Srebrne gody. Spowiedź na dziedzińcu. Wewnę­trzna radość – notował w 25. rocznicę święceń kapłańskich. Proboszcz z miasteczka Santoña wiedział, że zostanie aresztowany, ale nie chciał uciekać, pozostawiając parafię. W więzieniu martwił się, że musi zamienić sutannę na drelich, i pisał, że burmistrz kazał mu zapłacić tysiąc peset kontrybucji wojennej, a on nie ma nic oprócz długów. Nawet w czasie okrutnego pogromu zachował spokój.

Statek Alfonso Pérez stał się więzieniem i miejscem męczeństwa ks. Gonzáleza.   Statek Alfonso Pérez stał się więzieniem i miejscem męczeństwa ks. Gonzáleza.
Proboszcz z prowincji

Matka ks. Gonzáleza, dwa miesiące po jego śmierci, dostała list. „Najdroższa matko, interesuje mnie tylko niebo i chcę je zdobyć za wszelką cenę – pisał więzień. – Jeśli aby wygrać, muszę umrzeć w gwałtowny sposób, przyjmuję śmierć z radością, jako wielki dar od Boga. Modlę się gorąco do Pana, aby wasze cierpienie stało się radością. Myślę, że będzie ono służyć waszemu zbawieniu”.

Francisco González de Córdova urodził się w Viérnoles w Kantabrii na północy Hiszpanii w 1888 r. Jako 11-latek wstąpił do niższego seminarium. Musiał być dobrym studentem, bo w 1914 r., czyli 3 lata po przyjęciu święceń, został wykładowcą. W 1922 r. objął parafię w Santonii, niewielkim nadmorskim miasteczku. Był gorliwym proboszczem. Założył Bractwo Dziewicy z Portu (patronki kościoła) i wspólnie z 40 katechetami prowadził spotkania, przez które przewinęło się 1,2 tys. dzieci.

Sytuacja w całym kraju zaczęła się jednak komplikować. Po obaleniu w 1931 r. monarchii Hiszpania stała się republiką. Lewicowe władze wprowadzały antykościelne ustawy. Usunięto ze szkół lekcje religii, wypędzono z kraju jezuitów, działalność innych zakonów podporządkowano państwu. Coraz częściej też dochodziło do ataków na duchownych i działaczy katolickich oraz do podpaleń kościołów. W 1936 r. w wielu miejscach Hiszpanii wybuchła anarchistyczna rewolucja.

Zatrzymany do wyjaśnienia

Kantabria uchodziła za konserwatywny region. Jednak i tu w 1936 r. władzę przejęła lewica. Gubernatorem został socjalista Juan Ruiz Olazarán, z zawodu kelner, mający za sobą kryminalną przeszłość. Kierownictwo aparatu bezpieczeństwa objął Manuel Neila Martín. Przed wojną sprzedawca w sklepie, a przy tym mistrz strzelecki, jako policjant okazał się miłośnikiem tortur. Dorobił się też pokaźnego majątku na grabieniu aresztantów. Wojskowi popierający gen. Francisco Franco próbowali wzniecić w Kantabrii powstanie, ale ponieśli szybką klęskę.

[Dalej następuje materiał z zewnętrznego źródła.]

PR #6, opened 2015-04-04
Rename --verbosity option to --verbose

wincent:
For consistency with most other command-line tools out there. Note that
this is a breaking change, but I think we can probably get away without
adding a separate option and keeping `--verbosity` around as a duplicate
(which would clutter the usage output).


fkling:
That seems reasonable. Maybe we can push that to a new release branch, which will also include things like the config file and preprocess stuff.

fkling:
Merged into v0.2 branch with f605b785cb359a2a087f1ad3926ebf2bda1295a9

PR #8, opened 2015-04-04
Replace references to docgen in the test suite

wincent:


fkling:
Thanks! I guess that shows where I copied that code from.

PR #15, opened 2015-07-03
use babel parser for recast parsing - fixes #14

### LINKED ISSUE #14: Use Babel's parser instead of recast's default parser (esprima-fb)

hzoo:
#14 

I ~~can* also~~ added another commit to also use babel for build/watch and remove react-tools

### DIFF
--- a/package.json
+++ b/package.json
@@ -9,8 +9,8 @@
   "bugs": "https://github.com/facebook/jscodeshift/issues",
   "main": "index.js",
   "scripts": {
-    "build": "rm -rf dist; jsx --harmony src/ dist/",
-    "watch": "jsx --harmony src/ dist/ -w",
+    "build": "rm -rf dist; babel src --out-dir dist",
+    "watch": "babel src --out-dir dist -w",
     "test": "npm run build && jest",
     "prepublish": "npm run build"
   },
@@ -32,9 +32,9 @@
     "recast": "^0.10.10"
   },
   "devDependencies": {
+    "babel": "^5.6.14",
     "es6-promise": "^2.0.1",
     "jest-cli": "^0.4.0",
-    "react-tools": "^0.13.1",
     "temp": "^0.8.1"
   },
   "jest": {
--- a/package.json
+++ b/package.json
@@ -25,8 +25,8 @@
   "license": "BSD-3-Clause",
   "dependencies": {
     "async": "^0.9.0",
+    "babel-core": "^5.6.15",
     "cli-color": "^0.3.2",
-    "esprima-fb": "^14001.1.0-dev-harmony-fb",
     "lodash": "^3.5.0",
     "nomnom": "^1.8.1",
     "recast": "^0.10.10"
--- a/scripts/test-preprocess.js
+++ b/scripts/test-preprocess.js
@@ -10,10 +10,10 @@
 
 'use strict';
 
-var reactTools = require('react-tools');
+var babel = require('babel-core');
 
 function process(source) {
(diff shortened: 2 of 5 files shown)


hzoo:
I guess the issue is with jest/jsdom/contextify? https://github.com/facebook/jest/issues/243 - tests pass on node 0.10

cpojer:
Awesome.

We should probably upgrade to io.js.

@fkling now that babel has become the de-facto standard, should we just run the transform file through babel as well? Best case users of jscodeshift don't need their own wrapper library (like I build), worst case we transform a file twice, which shouldn't be a big deal.

benjamn:
+1 to switching to the Babel parser for everything. Recast can parse/visit/print all the types it uses.

fkling:
@cpojer: Sure. Maybe we can add a flag that disables transpilation (I *think* Babel has (had) some issues with double compilation).
@hzoo: can you have a look why Travis fails? Do the tests pass locally?

hzoo:
@fkling Yeah made a comment above

> I guess the issue is with jest/jsdom/contextify? facebook/jest#243 - tests pass on node 0.10

It's working locally for me on node v0.10.38 (ubuntu).

fkling:
Yeah, I missed that comment... strange though, because Travis also fails for v0.10, which seems to indicate that it is not a jest problem?

hzoo:
Ok I just cleared my npm cache and did npm install again and have 3 local tests failing too now...

hzoo:
Weird getting a syntax error

```text
FAIL  src/__tests__/core-test.js
SyntaxError: /home/henry/Dev/jscodeshift/src/__tests__/core-test.js:
/home/henry/Dev/jscodeshift/src/core.js:
/home/henry/Dev/jscodeshift/node_modules/babel-core/index.js:
... a lot more  babel files
/home/henry/Dev/jscodeshift/node_modules/babel-core/node_modules/is-integer/node_modules/is-nan/node_modules/define-properties/node_modules/object-keys/index.js:
Unexpected identifier
    at Contextify.sandbox.run (/home/henry/Dev/jscodeshift/node_modules/jest-cli/node_modules/jsdom/node_modules/contextify/lib/contextify.js:12:24)
    at JSDomEnvironment.runSourceText (/home/henry/Dev/jscodeshift/node_modules/jest-cli/src/JSDomEnvironment.js:111:22)
```

hzoo:
@fkling @benjamn Has no one used babel/acorn with recast yet? If not, then think it's because it's not compatible with esprima? In `babel-eslint` we've had to do make a https://github.com/babel/babel-eslint/blob/master/acorn-to-esprima.js. by convert acorn tokens to esprima somewhat compatible. Although I guess that wouldn't be why there's an syntax error - will check it out more later

cpojer:
Been trying to get this to work to no avail so far. Ugh.

hzoo:
:disappointed: I tried iojs@2.3.4 with nvm and facebook/jest#0.5.x and got the same kind of syntax error (and this is with no other changes like using babel)

```
 FAIL  src/collections/__tests__/JSXElement-test.js
SyntaxError: /home/henry/Dev/jscodeshift/src/collections/__tests__/JSXElement-test.js: Unexpected identifier
  at Object.exports.runInContext (vm.js:43:16)
  at JSDomEnvironment.runSourceText (/home/henry/Dev/jscodeshift/node_modules/jest-cli/src/JSDomEnvironment.js:110:8)
```

fkling:
Just to establish a baseline: I can run the tests on the master branch without problems on Node v0.10.36.

PR #16, opened 2015-07-11
[RFC] "Templates" -- first steps

fkling:
"Templates" may not be the right term for this, open to suggestions.

This adds three tagged templates to the core API:

- `jscodeshift.template.expression`
- `jscodeshift.template.statement`
- `jscodeshift.template.statements`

Natychmiast po zainstalowaniu marksistowskiego reżimu lokalne władze zaczęły prześladowanie Kościoła. Zabroniono publicznego odprawiania modlitw. Dochodziło do profanacji miejsc kultu i ataków na katolików. Niektóre źródła podają, że zniszczono 54 kościoły. W całym okresie swoich rządów lewica z Santander zabiła 1,7 tys. katolików, frankistów i innych osób. Obiektem prześladowań stał się także ks. González. Zakazano mu odprawiania Mszy św., udzielania chrztów, bicia w dzwony i organizowania procesji. W romańskiej świątyni, gdzie posługiwał, zaczęto wyburzać kaplicę. Normą stały się rekwizycje parafialnego majątku. Pewnej nocy nieznani sprawcy wrzucili do zakrystii butelki z łatwopalnym płynem. 2 września zamknięto kościół. Odtąd proboszcz z Santonii mógł odprawiać Eucharystię jedynie w swoim mieszkaniu. Do potrzebujących wypuszczano go tylko w wyjątkowych wypadkach, a w dodatku za każdym razem wymagana była zgoda burmistrza. Tylko raz udało mu się wydostać bez zezwolenia do umierającego.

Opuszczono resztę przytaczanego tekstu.